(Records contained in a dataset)
"""

PR #268, opened 2021-05-15
Make goals consistent, in one place

BradHN1:
Also include Owen's test routines and bug fixes

### DIFF
--- a/src/api/handlers/testimonial.py
+++ b/src/api/handlers/testimonial.py
@@ -34,44 +34,40 @@ class TestimonialHandler(RouteHandler):
   def info(self, request):
     context: Context = request.context
     args: dict = context.args
-    args = rename_field(args, 'testimonial_id', 'id')
+
+    self.validator.expect("id", int, is_required=True)
+    self.validator.rename("testimonial_id", "id")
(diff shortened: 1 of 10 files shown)


src/api/handlers/testimonial.py
```diff
@@ -34,44 +34,40 @@ def registerRoutes(self):
...
-      # if user specifies other_vendor and passed to API - should record it as an unapproved vendor
-
-    is_approved = args.pop("is_approved", None)
-    if is_approved:
-      args["is_approved"] = parse_bool(is_approved)
-    is_published = args.get("is_published", None)
-    if is_published:
-      args["is_published"] = parse_bool(is_published)
+
+    self.validator.expect("title", str, is_required=True)
```
Opoku-Agyemang, line 56: btw you can chain the expects like
```
self.validator
  .expect("title", str, is_required=True)
  .expect('community', int) ......

```

Opoku-Agyemang (approved):

src/api/handlers/testimonial.py
BradHN1: @sam - does chaining requests improve speed, or just make it easier coding?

"""

» **What to produce**: Go through the records and set each one down again, unchanged.

» **Written response**:
PR #268, opened 2021-05-15
Make goals consistent, in one place

BradHN1:
Also include Owen's test routines and bug fixes

### DIFF
--- a/src/api/handlers/testimonial.py
+++ b/src/api/handlers/testimonial.py
@@ -34,44 +34,40 @@ class TestimonialHandler(RouteHandler):
   def info(self, request):
     context: Context = request.context
     args: dict = context.args
-    args = rename_field(args, 'testimonial_id', 'id')
+
+    self.validator.expect("id", int, is_required=True)
+    self.validator.rename("testimonial_id", "id")
(diff shortened: 1 of 10 files shown)


src/api/handlers/testimonial.py
```diff
@@ -34,44 +34,40 @@ def registerRoutes(self):
...
-      # if user specifies other_vendor and passed to API - should record it as an unapproved vendor
-
-    is_approved = args.pop("is_approved", None)
-    if is_approved:
-      args["is_approved"] = parse_bool(is_approved)
-    is_published = args.get("is_published", None)
-    if is_published:
-      args["is_published"] = parse_bool(is_published)
+
+    self.validator.expect("title", str, is_required=True)
```
Opoku-Agyemang, line 56: btw you can chain the expects like
```
self.validator
  .expect("title", str, is_required=True)
  .expect('community', int) ......

```

Opoku-Agyemang (approved):

src/api/handlers/testimonial.py
BradHN1: @sam - does chaining requests improve speed, or just make it easier coding?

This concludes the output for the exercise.